Art hipsters rejoice: someone has finally designed a digital camera without a screen or viewfinder:
Designer Sungwoo Park's prototype Eazzzy! camera consists of a USB stick with a lens and one button, and offers "the feeling of not knowing how your shots turned out à la analog film" with the convenience of USB transfer; not to mention a groovily ironic, retro-styled shape in several bright colours. And you can undoubtedly expect the images to turn out fashionably lo-fi, as you'd get that with anything of that size.
Though I wonder if it'd be just standard cameraphone lo-fi or whether they'd put an artfully crappy lens on the thing (as with cult film cameras such as the Lomo and Diana).

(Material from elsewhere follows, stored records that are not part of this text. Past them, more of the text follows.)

PR #1846, opened 2019-02-28
Fix: cmake build

Tymolc:
One of the last commits broke the cmake build due to a missed variable renaming. This fixes it.


randombit:
Thanks

PR #1847, opened 2019-02-28
Run coverage tests in threaded mode

randombit:
Not sure if this will work but if it does it will save several minutes on the build.


randombit:
Doesn't actually help much

PR #1851, opened 2019-03-07
Android can possibly support arc4random API.

devnexen:


randombit:
I could not figure out exactly which Android version added support for `arc4random` but it seems to be at least 4.3 which is old enough that we don't need to care about anything earlier.

Issue #1853, opened 2019-03-10
RFC4880_encode_count doesn't return consistent results when  processing exact iterations


evpo:
The function returns RFC4880 code + 1 when given exact iterations. The code below demonstrates this behavior:

```
using namespace Botan;
std::stringstream size_t decode_result = OpenPGP_S2K::decode_count(160U);
stm << " decode(160)=" << decode_result << '\n';
stm << " encode(" << decode_result << ")=" <<
    static_cast<unsigned>(OpenPGP_S2K::encode_count(decode_result)) << '\n';
```

Output:
```
decode(160)=1048576
encode(1048576)=161
```

This issue is related: https://github.com/evpo/EncryptPad/issues/82

The behavior makes it impossible to open encrypted files.

PR is coming

PR #1854, opened 2019-03-10
Replace upper_bound with lower_bound in pgp_s2k

evpo:
Fix: RFC4880_encode_count doesn't return consistent results when processing exact iterations. It returns RFC4880 code + 1.

Fixes: #1853


randombit:
Sorry about that and thanks for the patch. Can you add something to the test (in `test_pbkdf.cpp`) that would detect this issue?

evpo:
No worries, man. I will look at the test.

evpo:
done

PR #1858, opened 2019-03-15
XMSS RFC 8391 Update

mgierlings:
Updates XMSS (draft status) to conform to RFC 8391


src/lib/pubkey/xmss/xmss_parameters.h
```diff
@@ -26,18 +26,18 @@ class BOTAN_PUBLIC_API(2,0) XMSS_Parameters
...
-         XMSS_SHA2_512_W16_H16 = 0x05000005,
-         XMSS_SHA2_512_W16_H20 = 0x06000006,
-         XMSS_SHAKE128_W16_H10 = 0x07000007,
-         XMSS_SHAKE128_W16_H16 = 0x08000008,
-         XMSS_SHAKE128_W16_H20 = 0x09000009,
-         XMSS_SHAKE256_W16_H10 = 0x0a00000a,
-         XMSS_SHAKE256_W16_H16 = 0x0b00000b,
-         XMSS_SHAKE256_W16_H20 = 0x0c00000c
+         XMSS_SHA2_10_256 = 0x00000001,
+         XMSS_SHA2_16_256 = 0x00000002,
```
randombit: So the format changed between draft-16 and RFC? :/

Is there any reasonable way we can continue supporting older keys/sigs? It seems this change would invalidate all existing uses.

At the very least we'll also want to use a different OID for keys so it is not possible to mix them.

randombit:
I sent out a warning letting anyone who is actively using current draft-06 support to let us know https://lists.randombit.net/pipermail/botan-devel/2019-March/002278.html and added a warning to the 2.10 release notes. If we don't hear from anyone by say May 1st, I say go ahead and merge this.

In the mean time we should still work to minimize disturbance:

* Increase XMSS datestamp in info.txt
* Change to a new OID arc (update also `doc/oids.txt`)
* Maybe even change `BOTAN_HAS_XMSS` to `BOTAN_HAS_XMSS_RFC8391`?

src/lib/pubkey/xmss/xmss_parameters.h
mgierlings: Yes, unfortunately the OID format did change. There exists another, new draft status document of interest regarding XMSS [Algorithm Identifiers for HSS and XMSS for Use in the Internet X.509 Public Key Infrastructure](https://tools.ietf.org/html/draft-vangeest-x509-hash-sigs-03). Also somewhere down the road XMSS will likely be assigned an "official" OID. So this may not be the last incompatible change to XMSS we see. There is also a disclaimer in RFC 8391:

> This document is not an Internet Standards Track specification; it is
> published for informational purposes.

>   This document is a product of the Internet Research Task Force
>   (IRTF).  The IRTF publishes the results of Internet-related research
>   and development activities.  These results might not be suitable for
>   deployment.  This RFC represents the consensus of the Crypto Forum
>   Research Group of the Internet Research Task Force (IRTF).  Documents
>   approved for publication by the IRSG are not candidates for any level
>   of Internet Standard; see Section 2 of RFC 7841.

>   Information about the current status of this document, any errata,
>   and how to provide feedback on it may be obtained at
>   https://www.rfc-editor.org/info/rfc8391.

A possibility to support older formats would be to integrate a key conversion utility into the botan cli.

randombit:
Haven't heard from anyone about this so likely this is good to merge, but lets wait until end of the month just to be sure.

randombit:
@mgierlings Can you rebase to address the merge conflict?

mgierlings:
@randombit Will do. I also have another update to this PR in the pipeline, which I'll push soon.

randombit:
It looks like you merged master into your branch rather than rebasing, this makes history very hard to read. Please rebase instead.

mgierlings:
@randombit The broken commit should be fixed. I'm not sure though what causes the softhsm error in some of the Travis CI builds.

randombit:
@mgierlings Thanks. I think the problem is `bench_xmss` in speed.cpp needs to be updated for the new param names.

randombit:
I don't think any change in performance was expected either way, but ftr I did check master vs this branch, they had only insignificant differences in sign and verify time.

randombit:
@mgierlings I fixed the test issue in 10630cc. Is this PR ready to merge?

mgierlings:
@randombit Looks good to me! One remark though on the XMSS parameter name changes introduced with 10630cc: The RFC actually uses "-" between XMSS and the hash function name, see [RFC 8391 Section 5.3 XMSS Parameters](https://tools.ietf.org/html/rfc8391#section-5.3). By replacing the dash with an underscore we technically use non standard compliant algorithm names.

securitykernel:
@mgierlings BouncyCastle uses the [same naming scheme](https://github.com/bcgit/bc-java/pull/513), maybe this is a thing? Anyway, whatever we decide here, we should probably make it consistent in both libraries.

mgierlings:
@securitykernel Agreed, we should be consistent. If others start implementing XMSS, they will likely use names from the standard document. The cleanest solution would probably be to adhere to the RFC's naming scheme (in both BouncyCastle and Botan). If we come up with our own now we might need to revisit this and change naming again in the future.

randombit:
I renamed the params because that's what the patched handbook uses for the param names. I find combining hyphen and underscore really awkward. But if that is the standard naming scheme, probably best to follow it.

mgierlings:
@randombit The algorithm names in the handbook are supposed to correspond to the `xmss_algorithm_t` enum items, since this is what is passed as argument in the code snippet below. However I did omit the bulky prefix `Botan::XMSS_Parameters::xmss_algorithm_t`, as a result the algorithm list in the handbook is somewhat ambiguous. To be more clear, we could change the handbook to list the available algorithms as follows:

```
Botan::XMSS_Parameters::xmss_algorithm_t::XMSS_SHA2_10_256 ("XMSS-SHA2_10_256")
Botan::XMSS_Parameters::xmss_algorithm_t::XMSS_SHA2_16_256 ("XMSS-SHA2_16_256")
Botan::XMSS_Parameters::xmss_algorithm_t::XMSS_SHA2_20_256 ("XMSS_SHA2_20_256")
...
```
or
```
"XMSS-SHA2_10_256" (Botan::XMSS_Parameters::xmss_algorithm_t::XMSS_SHA2_10_256)
"XMSS-SHA2_16_256" (Botan::XMSS_Parameters::xmss_algorithm_t::XMSS_SHA2_16_256)
"XMSS-SHA2_20_256" (Botan::XMSS_Parameters::xmss_algorithm_t::XMSS_SHA2_20_256)
...
```

randombit:
I switched param names back. So I think this is now good to merge? It's been almost two months since the notification went out warning about the change and it looks like nobody sees an issue with it.

mgierlings:
@randombit Yes, I'd say we're good to merge.

PR #1862, opened 2019-03-24
Darwin supports getentropy too

devnexen:


randombit:
Support already existed for it in the code but was disabled by default. However appears it was added in 10.12 and all earlier versions are now out of support, so safe to assume it is there.

webmaster128:
I just hit this when re-activating the macOS 10.11 CI agent: https://ci.kullo.de:8154/go/tab/build/detail/using-botan/416/test-botan/1/macOS10.11. The successor 10.12 is almost 3 years available now, so it is probably not wrong to dismiss 10.11.

Is there a good place in the docs to specify runtime system support?

PR #1864, opened 2019-03-25
Use a thread pool for XMSS signatures

randombit:
@mgierlings what do you think?

* i7-6700K (4 core w/SMT): 10% improvements
* Ryzen 7 2700 (8 core w/SMT): 25% improvement except SHA-256 which is almost 2x
* POWER8 (160 cores w/SMT): between 25 and 60% faster

Running all the signatures in a single thread pool also avoids some pathological behavior if an application performs several XMSS signatures in different threads which would otherwise lead to the CPU being massively oversubscribed.


mgierlings:
Very nice, the changes look good to me.

PR #1871, opened 2019-03-29
Tracing socket feature for the CLI TLS server.

devnexen:


randombit:
This is FreeBSD specific right? Please amend the commit message to describe usage/purpose. Otherwise ok.

PR #1874, opened 2019-03-31
Fix the incorrect syntax .PHONY=

evpo:
PHONY targets should be .PHONY: (see this [link](https://www.gnu.org/software/make/manual/html_node/Phony-Targets.html) )

The issue doesn't manifest because there are no files / directories matching targets for now.


randombit:
Thanks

They could, of course, program the firmware to oversaturate the colours, or overexpose the centre of the image and vignette the edges, though that would run against the cult of authenticity from which the lo-fi fad stems, thus being the photographic equivalent of alternative rock recorded for major labels in expensive studios, with special ProTools plug-ins thrown in to make it sound grungier.)
(via Engadget) Share
There is now a 39-megapixel digital camera on the market. You read that right; 39 megapixels, which would be about 7,212 by 5,408 pixels. The Phase One P45 can also boast a maximum frame rate of 35 frames per second; whether you'd end up using it is another matter, as its image files, weighing in at 117Mb, would pretty quickly fill up even the largest CompactFlash card. Though the existence of cameras of such a high resolution should bring light field photography somewhat closer to practicality.
I wonder what its dynamic range, thermal noise resistance and low-light performance are like, though; the smaller the pixels are on a CCD, the less sensitive to light they would theoretically tend to be.
Scientists have developed a camera that takes pictures that can be refocussed afterward, by keeping track not only of the intensity of incoming light but of its angle as well.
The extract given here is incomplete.